### [Your goal]
Nothing but an exact repetition of the listing should be returned.
________________
PR #2009, opened 2021-11-23
Deploy with different outputs

jLopezbarb:

Fixes #

## Proposed changes
- Shows last 10 lines of the current command
- When the command is finished check it with success message
- Add the option to show in plain mode

## Screenshots:
- TTY deploying
Captura de pantalla 2021-11-23 a las 15 38 38
- TTY successful
Captura de pantalla 2021-11-23 a las 15 40 39

- Plain
Captura de pantalla 2021-11-23 a las 15 40 01


cmd/deploy/deploy.go
```diff
@@ -160,6 +161,7 @@ func Deploy(ctx context.Context) *cobra.Command {
 	cmd.Flags().StringVar(&options.Name, "name", "", "application name")
 	cmd.Flags().StringVarP(&options.ManifestPath, "file", "f", "", "path to the manifest file")
 	cmd.Flags().StringArrayVarP(&options.Variables, "var", "v", []string{}, "set a variable (can be set more than once)")
+	cmd.Flags().StringVarP(&options.OutputMode, "output", "", "tty", "show plain/tty deploy output")
```
ifbyol, line 164: If we would deploy first the installer using the `okteto deploy` command and then, we merge this and update the cloudbin image, the installer could use tty output, which I think is not the best. We have to coordinate how to do this

cmd/utils/manifest.go
```diff
@@ -268,17 +276,103 @@ func (*Executor) Execute(command string, env []string) error {
 	done := make(chan struct{})
```
ifbyol, line 276: I think this `done` channel can be deleted. It is not being used to check when the result is added to it. Probably I left it behind when I moved this logic from the installer

cmd/utils/manifest.go
```diff
@@ -268,17 +276,103 @@ func (*Executor) Execute(command string, env []string) error {
...
+	}
 
 	if err := cmd.Start(); err != nil {
 		return err
 	}
 
 	return cmd.Wait()
 }
+
+func displayPlainOutput(scanner *bufio.Scanner, done chan struct{}) {
```
ifbyol, line 292: as the executor logic is growing with these changes, would it make sense to create a `executor.go` file in the same package moving all the executor logic there?

I didn't do it when I created this file because the logic was too small, but probably it will grow more

maroshii:
We need to send output in json for the installer which is related to:
- https://github.com/okteto/pipeline-installer-image/pull/19
- https://github.com/okteto/pipeline-installer-image/pull/17

Is that something we should add here as `--output json`? Maybe we are already considering this but just to bring it to your attention.

ifbyol:
> We need to send output in json for the installer as well. Is that something we should add here as `--output json`? Maybe we are already considering this but just to bring it to your attention.

Yes, `json` would be another output format to read by the installer in the future

rlamana:
How is this aligned with the deploy stages that @maroshii is working on in the UI? I think the copy and grouping should be the same in the CLI and the UI.

jLopezbarb:
I have implemented the json output so the UI can do the same thing that the CLI is doing

rlamana:
Why is the output of the command being run not preserving its form and colors? are we removing the escape chars? Can we preserve it?

jLopezbarb:
> Why is the output of the command being run not preserving its form and colors? are we removing the escape chars? Can we preserve it?

It's running on another shell and exporting the messages without any color. We can not get the original colours from there, but we could change the colours based on our logs, so if we encounter a line starting with " i " set it on blue, " x " set it red and " ✔ " set it green

rlamana:
I don't like that workaround, it would be hard to maintain and won't work for other outputs. When running a pipeline the developer could launch any command. Any way we can preserve the output intact? @jLopezbarb @pchico83

jLopezbarb:
we could add colors if we fake that the terminal where it is executed supports colors. By doing this we should remove the collapsing when the command is finished or making the build not run in tty mode as it makes everything fall out of place. 
- Build tty
Captura de pantalla 2021-11-24 a las 12 53 31
- Build plain 
Captura de pantalla 2021-11-24 a las 12 57 59
- Build plain after finishing all builds
Captura de pantalla 2021-11-24 a las 12 59 01

cmd/utils/executor.go
```diff
@@ -0,0 +1,188 @@
...
+
+type Executor struct {
+	outputMode string
+}
+
+type jsonMessage struct {
+	Level     string    `json:"level"`
+	Stage     string    `json:"stage"`
+	Message   string    `json:"message"`
+	Timestamp time.Time `json:"timestamp"`
```
maroshii, line 45: this should be `int64` converted from `.Unix()`

cmd/utils/executor.go
```diff
@@ -58,8 +58,10 @@ func NewExecutor(output string) *Executor {
 }
 
 func IsSupportForTTY() bool {
-	_, err := unix.IoctlGetWinsize(int(os.Stdout.Fd()), unix.TIOCGWINSZ)
-	return err == nil
+	if runtime.GOOS != "windows" {
```
ifbyol, line 61: Isn't this checked in the file compiled only for windows? Why would we need to add also this check here?

cmd/deploy/deploy.go
ifbyol: talked offline. We'll change the installer to send the right output option when we update the CLI in the backend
________________
### [Worked solution]
PR #2009, opened 2021-11-23
Deploy with different outputs

jLopezbarb:

Fixes #

## Proposed changes
- Shows last 10 lines of the current command
- When the command is finished check it with success message
- Add the option to show in plain mode

## Screenshots:
- TTY deploying
Captura de pantalla 2021-11-23 a las 15 38 38
- TTY successful
Captura de pantalla 2021-11-23 a las 15 40 39

- Plain
Captura de pantalla 2021-11-23 a las 15 40 01


cmd/deploy/deploy.go
```diff
@@ -160,6 +161,7 @@ func Deploy(ctx context.Context) *cobra.Command {
 	cmd.Flags().StringVar(&options.Name, "name", "", "application name")
 	cmd.Flags().StringVarP(&options.ManifestPath, "file", "f", "", "path to the manifest file")
 	cmd.Flags().StringArrayVarP(&options.Variables, "var", "v", []string{}, "set a variable (can be set more than once)")
+	cmd.Flags().StringVarP(&options.OutputMode, "output", "", "tty", "show plain/tty deploy output")
```
ifbyol, line 164: If we would deploy first the installer using the `okteto deploy` command and then, we merge this and update the cloudbin image, the installer could use tty output, which I think is not the best. We have to coordinate how to do this

cmd/utils/manifest.go
```diff
@@ -268,17 +276,103 @@ func (*Executor) Execute(command string, env []string) error {
 	done := make(chan struct{})
```
ifbyol, line 276: I think this `done` channel can be deleted. It is not being used to check when the result is added to it. Probably I left it behind when I moved this logic from the installer

cmd/utils/manifest.go
```diff
@@ -268,17 +276,103 @@ func (*Executor) Execute(command string, env []string) error {
...
+	}
 
 	if err := cmd.Start(); err != nil {
 		return err
 	}
 
 	return cmd.Wait()
 }
+
+func displayPlainOutput(scanner *bufio.Scanner, done chan struct{}) {
```
ifbyol, line 292: as the executor logic is growing with these changes, would it make sense to create a `executor.go` file in the same package moving all the executor logic there?

I didn't do it when I created this file because the logic was too small, but probably it will grow more

maroshii:
We need to send output in json for the installer which is related to:
- https://github.com/okteto/pipeline-installer-image/pull/19
- https://github.com/okteto/pipeline-installer-image/pull/17

Is that something we should add here as `--output json`? Maybe we are already considering this but just to bring it to your attention.

ifbyol:
> We need to send output in json for the installer as well. Is that something we should add here as `--output json`? Maybe we are already considering this but just to bring it to your attention.

Yes, `json` would be another output format to read by the installer in the future

rlamana:
How is this aligned with the deploy stages that @maroshii is working on in the UI? I think the copy and grouping should be the same in the CLI and the UI.

jLopezbarb:
I have implemented the json output so the UI can do the same thing that the CLI is doing

rlamana:
Why is the output of the command being run not preserving its form and colors? are we removing the escape chars? Can we preserve it?

jLopezbarb:
> Why is the output of the command being run not preserving its form and colors? are we removing the escape chars? Can we preserve it?

It's running on another shell and exporting the messages without any color. We can not get the original colours from there, but we could change the colours based on our logs, so if we encounter a line starting with " i " set it on blue, " x " set it red and " ✔ " set it green

rlamana:
I don't like that workaround, it would be hard to maintain and won't work for other outputs. When running a pipeline the developer could launch any command. Any way we can preserve the output intact? @jLopezbarb @pchico83

jLopezbarb:
we could add colors if we fake that the terminal where it is executed supports colors. By doing this we should remove the collapsing when the command is finished or making the build not run in tty mode as it makes everything fall out of place. 
- Build tty
Captura de pantalla 2021-11-24 a las 12 53 31
- Build plain 
Captura de pantalla 2021-11-24 a las 12 57 59
- Build plain after finishing all builds
Captura de pantalla 2021-11-24 a las 12 59 01

cmd/utils/executor.go
```diff
@@ -0,0 +1,188 @@
...
+
+type Executor struct {
+	outputMode string
+}
+
+type jsonMessage struct {
+	Level     string    `json:"level"`
+	Stage     string    `json:"stage"`
+	Message   string    `json:"message"`
+	Timestamp time.Time `json:"timestamp"`
```
maroshii, line 45: this should be `int64` converted from `.Unix()`

cmd/utils/executor.go
```diff
@@ -58,8 +58,10 @@ func NewExecutor(output string) *Executor {
 }
 
 func IsSupportForTTY() bool {
-	_, err := unix.IoctlGetWinsize(int(os.Stdout.Fd()), unix.TIOCGWINSZ)
-	return err == nil
+	if runtime.GOOS != "windows" {
```
ifbyol, line 61: Isn't this checked in the file compiled only for windows? Why would we need to add also this check here?

cmd/deploy/deploy.go
ifbyol: talked offline. We'll change the installer to send the right output option when we update the CLI in the backend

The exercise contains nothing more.